(ABOUT THIS TASK) Which lines of the entries below hold the word "into"? Report each of them.

___ SOURCE RECORDS ___

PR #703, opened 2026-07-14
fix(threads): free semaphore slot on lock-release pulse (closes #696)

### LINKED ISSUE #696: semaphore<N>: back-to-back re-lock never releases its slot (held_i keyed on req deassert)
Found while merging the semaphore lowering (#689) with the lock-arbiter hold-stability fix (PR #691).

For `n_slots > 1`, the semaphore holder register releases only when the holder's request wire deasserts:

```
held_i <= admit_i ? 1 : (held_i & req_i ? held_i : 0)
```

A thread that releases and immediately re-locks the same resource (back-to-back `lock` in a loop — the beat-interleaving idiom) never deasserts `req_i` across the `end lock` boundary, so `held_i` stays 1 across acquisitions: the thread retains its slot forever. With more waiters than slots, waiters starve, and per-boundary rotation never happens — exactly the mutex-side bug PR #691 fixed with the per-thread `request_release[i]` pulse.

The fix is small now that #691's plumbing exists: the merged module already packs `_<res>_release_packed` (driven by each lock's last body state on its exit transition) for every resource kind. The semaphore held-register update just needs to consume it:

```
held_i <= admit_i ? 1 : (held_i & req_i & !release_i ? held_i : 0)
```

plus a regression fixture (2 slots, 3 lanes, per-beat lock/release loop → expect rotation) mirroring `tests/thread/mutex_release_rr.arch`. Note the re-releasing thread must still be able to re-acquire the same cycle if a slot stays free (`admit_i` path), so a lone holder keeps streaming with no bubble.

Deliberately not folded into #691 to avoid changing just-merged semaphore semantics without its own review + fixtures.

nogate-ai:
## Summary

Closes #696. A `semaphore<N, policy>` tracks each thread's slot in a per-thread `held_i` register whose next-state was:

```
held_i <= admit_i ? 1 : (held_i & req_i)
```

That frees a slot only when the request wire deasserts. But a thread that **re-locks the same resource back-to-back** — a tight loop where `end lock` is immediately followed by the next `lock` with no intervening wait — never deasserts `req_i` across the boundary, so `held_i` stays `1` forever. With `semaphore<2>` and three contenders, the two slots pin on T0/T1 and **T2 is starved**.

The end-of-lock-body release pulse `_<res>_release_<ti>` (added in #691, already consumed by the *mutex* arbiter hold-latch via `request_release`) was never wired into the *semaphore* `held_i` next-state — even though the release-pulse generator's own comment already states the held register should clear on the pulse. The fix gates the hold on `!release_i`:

___

(WRITTEN RESPONSE)
Deliberately not folded into #691 to avoid changing just-merged semaphore semantics without its own review + fixtures.
The end-of-lock-body release pulse `_<res>_release_<ti>` (added in #691, already consumed by the *mutex* arbiter hold-latch via `request_release`) was never wired into the *semaphore* `held_i` next-state — even though the release-pulse generator's own comment already states the held register should clear on the pulse. The fix gates the hold on `!release_i`:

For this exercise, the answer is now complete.